* [What is being asked]
Using the listing below, show all lines that hold the word "GeoJson".
Start of Available records
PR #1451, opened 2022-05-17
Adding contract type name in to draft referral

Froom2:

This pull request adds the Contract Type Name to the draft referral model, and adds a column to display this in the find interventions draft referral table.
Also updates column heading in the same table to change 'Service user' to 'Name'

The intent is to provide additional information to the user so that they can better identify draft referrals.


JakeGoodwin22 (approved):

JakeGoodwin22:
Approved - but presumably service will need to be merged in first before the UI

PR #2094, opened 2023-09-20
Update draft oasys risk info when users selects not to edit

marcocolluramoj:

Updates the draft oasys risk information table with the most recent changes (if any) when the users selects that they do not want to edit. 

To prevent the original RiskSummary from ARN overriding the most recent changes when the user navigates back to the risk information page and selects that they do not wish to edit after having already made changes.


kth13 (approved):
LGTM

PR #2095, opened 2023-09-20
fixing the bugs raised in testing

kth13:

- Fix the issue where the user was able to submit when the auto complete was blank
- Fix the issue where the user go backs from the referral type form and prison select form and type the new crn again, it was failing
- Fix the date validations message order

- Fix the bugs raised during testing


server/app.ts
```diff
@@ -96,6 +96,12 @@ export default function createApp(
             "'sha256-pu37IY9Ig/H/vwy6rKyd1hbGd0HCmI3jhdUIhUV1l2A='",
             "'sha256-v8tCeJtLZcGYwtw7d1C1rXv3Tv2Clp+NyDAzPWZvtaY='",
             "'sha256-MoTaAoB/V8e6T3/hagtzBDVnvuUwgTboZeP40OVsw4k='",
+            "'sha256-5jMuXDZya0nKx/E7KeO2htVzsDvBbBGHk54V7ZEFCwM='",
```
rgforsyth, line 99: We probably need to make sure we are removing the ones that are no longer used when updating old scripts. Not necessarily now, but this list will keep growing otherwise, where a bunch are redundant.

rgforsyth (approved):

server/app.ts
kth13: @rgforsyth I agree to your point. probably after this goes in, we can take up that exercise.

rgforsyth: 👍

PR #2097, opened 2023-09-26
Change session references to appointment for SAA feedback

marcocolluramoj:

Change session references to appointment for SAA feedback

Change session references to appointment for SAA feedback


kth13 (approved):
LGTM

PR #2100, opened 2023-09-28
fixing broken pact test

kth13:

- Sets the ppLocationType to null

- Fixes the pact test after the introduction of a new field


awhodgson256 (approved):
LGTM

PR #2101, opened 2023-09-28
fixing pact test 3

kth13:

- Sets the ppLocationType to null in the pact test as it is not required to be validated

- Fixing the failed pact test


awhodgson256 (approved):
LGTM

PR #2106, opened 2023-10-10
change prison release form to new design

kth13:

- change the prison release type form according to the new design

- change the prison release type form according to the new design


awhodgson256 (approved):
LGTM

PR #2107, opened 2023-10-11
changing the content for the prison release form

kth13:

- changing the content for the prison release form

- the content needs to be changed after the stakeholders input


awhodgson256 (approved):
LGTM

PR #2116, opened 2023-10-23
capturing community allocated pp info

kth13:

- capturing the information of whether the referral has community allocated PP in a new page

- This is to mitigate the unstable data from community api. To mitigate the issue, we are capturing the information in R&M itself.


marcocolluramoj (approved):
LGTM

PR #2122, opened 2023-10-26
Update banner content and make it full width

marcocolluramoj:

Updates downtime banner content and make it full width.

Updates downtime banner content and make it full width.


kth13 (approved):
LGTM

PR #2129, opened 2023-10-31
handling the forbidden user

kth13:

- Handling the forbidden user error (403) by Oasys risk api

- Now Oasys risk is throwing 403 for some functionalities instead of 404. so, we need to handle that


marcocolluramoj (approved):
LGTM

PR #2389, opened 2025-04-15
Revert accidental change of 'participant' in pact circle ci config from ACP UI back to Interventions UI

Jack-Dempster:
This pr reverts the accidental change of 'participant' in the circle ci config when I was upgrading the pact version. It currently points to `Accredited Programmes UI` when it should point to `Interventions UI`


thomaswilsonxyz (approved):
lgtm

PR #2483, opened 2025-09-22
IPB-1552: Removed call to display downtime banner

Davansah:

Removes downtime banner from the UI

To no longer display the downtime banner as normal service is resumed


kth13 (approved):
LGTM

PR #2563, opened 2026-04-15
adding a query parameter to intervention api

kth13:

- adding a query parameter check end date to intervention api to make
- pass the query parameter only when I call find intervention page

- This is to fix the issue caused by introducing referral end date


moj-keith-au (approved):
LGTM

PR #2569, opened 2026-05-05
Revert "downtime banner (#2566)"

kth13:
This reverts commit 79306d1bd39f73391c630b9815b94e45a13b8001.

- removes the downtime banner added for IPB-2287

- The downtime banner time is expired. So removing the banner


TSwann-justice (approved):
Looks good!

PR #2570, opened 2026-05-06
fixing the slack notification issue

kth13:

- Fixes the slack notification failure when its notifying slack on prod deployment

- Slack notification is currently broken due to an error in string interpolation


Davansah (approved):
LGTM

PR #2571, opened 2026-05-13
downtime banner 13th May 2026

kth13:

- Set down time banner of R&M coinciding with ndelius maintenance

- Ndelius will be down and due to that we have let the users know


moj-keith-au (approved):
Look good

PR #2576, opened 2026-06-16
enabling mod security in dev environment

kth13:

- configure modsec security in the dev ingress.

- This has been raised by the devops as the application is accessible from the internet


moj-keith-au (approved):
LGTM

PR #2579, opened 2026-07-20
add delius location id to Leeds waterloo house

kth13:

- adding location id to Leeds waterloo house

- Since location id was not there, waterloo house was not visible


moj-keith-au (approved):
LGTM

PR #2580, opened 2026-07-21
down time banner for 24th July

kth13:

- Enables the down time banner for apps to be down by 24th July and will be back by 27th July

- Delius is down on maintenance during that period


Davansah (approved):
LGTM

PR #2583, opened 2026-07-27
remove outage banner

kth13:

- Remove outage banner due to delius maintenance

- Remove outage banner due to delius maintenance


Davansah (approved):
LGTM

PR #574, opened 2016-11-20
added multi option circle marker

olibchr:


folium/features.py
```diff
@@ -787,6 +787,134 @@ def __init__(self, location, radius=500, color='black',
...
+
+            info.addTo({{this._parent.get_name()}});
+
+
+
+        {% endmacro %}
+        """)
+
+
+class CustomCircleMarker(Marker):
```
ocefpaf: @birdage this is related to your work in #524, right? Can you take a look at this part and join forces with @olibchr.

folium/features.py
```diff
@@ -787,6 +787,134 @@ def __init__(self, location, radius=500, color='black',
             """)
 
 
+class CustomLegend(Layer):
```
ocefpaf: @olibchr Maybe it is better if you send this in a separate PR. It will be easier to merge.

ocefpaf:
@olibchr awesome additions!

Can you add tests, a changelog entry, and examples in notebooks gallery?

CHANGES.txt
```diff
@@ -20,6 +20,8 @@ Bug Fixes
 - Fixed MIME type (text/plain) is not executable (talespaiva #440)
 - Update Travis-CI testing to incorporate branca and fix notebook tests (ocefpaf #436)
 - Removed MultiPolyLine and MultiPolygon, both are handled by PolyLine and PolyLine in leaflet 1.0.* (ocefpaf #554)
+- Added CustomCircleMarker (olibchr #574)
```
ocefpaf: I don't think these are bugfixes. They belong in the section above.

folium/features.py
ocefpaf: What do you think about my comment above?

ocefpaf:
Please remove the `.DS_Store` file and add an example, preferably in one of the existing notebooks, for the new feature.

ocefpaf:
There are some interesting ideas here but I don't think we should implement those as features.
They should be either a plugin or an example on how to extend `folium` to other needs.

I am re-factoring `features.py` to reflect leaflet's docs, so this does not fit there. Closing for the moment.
End of Available records
Start of Available records
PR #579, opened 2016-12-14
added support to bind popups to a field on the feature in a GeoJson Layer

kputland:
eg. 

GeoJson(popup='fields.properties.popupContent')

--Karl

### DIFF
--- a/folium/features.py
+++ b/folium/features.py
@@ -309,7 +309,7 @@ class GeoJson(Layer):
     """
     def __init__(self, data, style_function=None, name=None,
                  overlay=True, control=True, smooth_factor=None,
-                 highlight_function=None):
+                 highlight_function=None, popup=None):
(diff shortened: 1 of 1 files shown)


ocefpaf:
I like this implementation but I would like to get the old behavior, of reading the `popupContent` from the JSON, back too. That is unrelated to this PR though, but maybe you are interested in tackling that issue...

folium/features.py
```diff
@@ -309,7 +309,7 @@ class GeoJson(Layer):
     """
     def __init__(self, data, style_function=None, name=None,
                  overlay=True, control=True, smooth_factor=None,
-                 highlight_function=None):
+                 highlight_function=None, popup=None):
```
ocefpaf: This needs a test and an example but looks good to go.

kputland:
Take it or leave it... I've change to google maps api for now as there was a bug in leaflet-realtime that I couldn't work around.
End of Available records
* [Answer box]
added support to bind popups to a field on the feature in a GeoJson Layer
GeoJson(popup='fields.properties.popupContent')
@@ -309,7 +309,7 @@ class GeoJson(Layer):
@@ -309,7 +309,7 @@ class GeoJson(Layer):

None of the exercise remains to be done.